Chemical Trespass is a term I first saw in either the book "Living
Downstream" by Sandra Steingraber. ISBN 0-201-48303-3 or the book "Our
Stolen Future" by Theo Colbourn et al. ISBN 0-0525-93982-2 They both raise
reasonable questions about your assertions below. I think you will find
these books provide the well reasonded arguments you ask for and do cast
some serious doubt about the safety of the even very low level of endocrine
distruptoring chemicals esp. during fetal development. Mike Miller
>> Apparently, the clear evidence of chemical trespass itself
>> is disregarded as being in the category of things we call
>> "a problem."
>"Chemical trespass" is just some term you made up. It has no legal meaning.

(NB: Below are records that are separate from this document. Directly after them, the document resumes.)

PR #3052, opened 2025-08-12
OME-Zarr export: Fix corner cases when matching input scales

btbest:
😭 

* input has no channels -> KeyError "c"
* input has a bunch of downscales smaller than the working scale, but export gets cropped tiny -> matched downscale shapes can have 1 and 0 along xyz


k-dominik (approved):
Looks good!

PR #1465, opened 2025-07-17
Fix/gen rpc authorization

edgurgel:

Change Authorization calls to use `:gen_rpc` instead of `:erpc`

It uses `:erpc` for Authorization remote calls

## What is the new behavior?

`:gen_rpc` is used instead.

## Additional context

### DIFF
--- a/test/realtime/tenants/authorization_remote_test.exs
+++ b/test/realtime/tenants/authorization_remote_test.exs
@@ -93,36 +93,29 @@ defmodule Realtime.Tenants.AuthorizationRemoteTest do
 
       Process.sleep(100)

>And at the detection levels we are talking about, no biological meaning
>> By this reasoning, if a person breaks into my home by
>> picking the lock, but does not actually break the lock
>> in doing so, and proceeds to alarm my family, tells bad
>> jokes, has vile body odor, and sit on the furniture...
>I think you are setting up a straw-man argument here. These bad habits are
>not analogous to chemical residues in your foods, because the residues have
>no detectable effects.
>> I shall poll everyone I run across for the next 7 days...
>Obviously you see this as an ethical issue. Instead of an emotional appeal,
>I would like to see a well-reasoned ethical argument.